Task:
Repeat the stretch of entries below from the line with "than this env" through the line with "# should be for 10.11 on x86". Include both ends and add nothing.

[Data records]
PR #3625, opened 2025-10-31
Make universal2 wheels on macos

### LINKED ISSUE #3535: MacOS: start shipping only a single universal2 build instead of separate x86_64 and arm64 builds
When we added arm64 support keeping it separate from our x86_64 wheels made sense because we had to support old python/pip/packaging versions that did not handle `universal2`. Now it's been a few years, and it looks like the time we drop python 3.9 support will be the best time to do this change.

`universal2` support was [added in `packaging` v20.9](https://github.com/pypa/packaging/blob/main/CHANGELOG.rst#209---2021-01-29) which was then [vendored into `pip` v21.0.1](https://pip.pypa.io/en/latest/news/#v21-0-1) and python 3.10.0 is the first major release to vendor a newer `pip` at the time of its release. So we can safely assume all our users have new enough tooling to be able to install `universal2` wheels.

## Why?

- Most of our wheel size is basically stuff that is not architecture dependent. Using one wheel instead of two saves our PyPI space.
- Should hopefully save a bit of CI time.
- [Github is dropping their `macos-13` runner](https://github.blog/changelog/2025-07-11-upcoming-changes-to-macos-hosted-runners-macos-latest-migration-and-xcode-support-policy-updates/). This is their last runner that runs on x86_64. Supporting x86_64 beyond that is going to require buildconfig changes on our end anyways. This is a good opportunity to do this change.

ankith26:
closes #3535

### DIFF
--- a/.github/workflows/build-macos.yml
+++ b/.github/workflows/build-macos.yml
@@ -70,15 +70,7 @@ jobs:
     env:
       MAC_ARCH: ${{ matrix.macarch }}
 
-      # Explicitly tell CIBW what the wheel arch deployment target should be
-      # There seems to be no better way to set this than this env
-      # We need this because our minimum is 10.11, different from default
-      # of 10.9 on x86s
-      # Related issue: https://github.com/pypa/cibuildwheel/issues/952
-      _PYTHON_HOST_PLATFORM: ${{ matrix.macarch == 'x86_64' && 'macosx-10.11-x86_64' || 'macosx-11.0-arm64'}}
-
-      # Similarly, we need to tell CIBW that the wheel's linking steps
-      # should be for 10.11 on x86
+      # We need to tell CIBW that the wheel's linking steps should be for 10.11 on x86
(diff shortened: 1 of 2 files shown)


Starbuck5:
Very cool! I like this strategy. We already depend on delocate through CIBW iirc, so we're just depending on delocate working here too.

Is it worth pinning the delocate version?

I would like to get someone on MacOS to confirm this works before merging, as an additional sanity check. Edit: asked on discord - https://discord.com/channels/772505616680878080/772505616680878083/1455098234631622761

ankith26:
I updated the commit by adding a version pin to delocate

Starbuck5:
I got a test of this on Mac from Notenlish on discord: https://discord.com/channels/772505616680878080/772505616680878083/1455903851793354823
(intel mac)

They report no issues.

ankith26:
I added the comment to explain the step at high level.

Answer to the problem:
-      # There seems to be no better way to set this than this env
-      # We need this because our minimum is 10.11, different from default
-      # of 10.9 on x86s
-      # Related issue: https://github.com/pypa/cibuildwheel/issues/952
-      _PYTHON_HOST_PLATFORM: ${{ matrix.macarch == 'x86_64' && 'macosx-10.11-x86_64' || 'macosx-11.0-arm64'}}
-
-      # Similarly, we need to tell CIBW that the wheel's linking steps
-      # should be for 10.11 on x86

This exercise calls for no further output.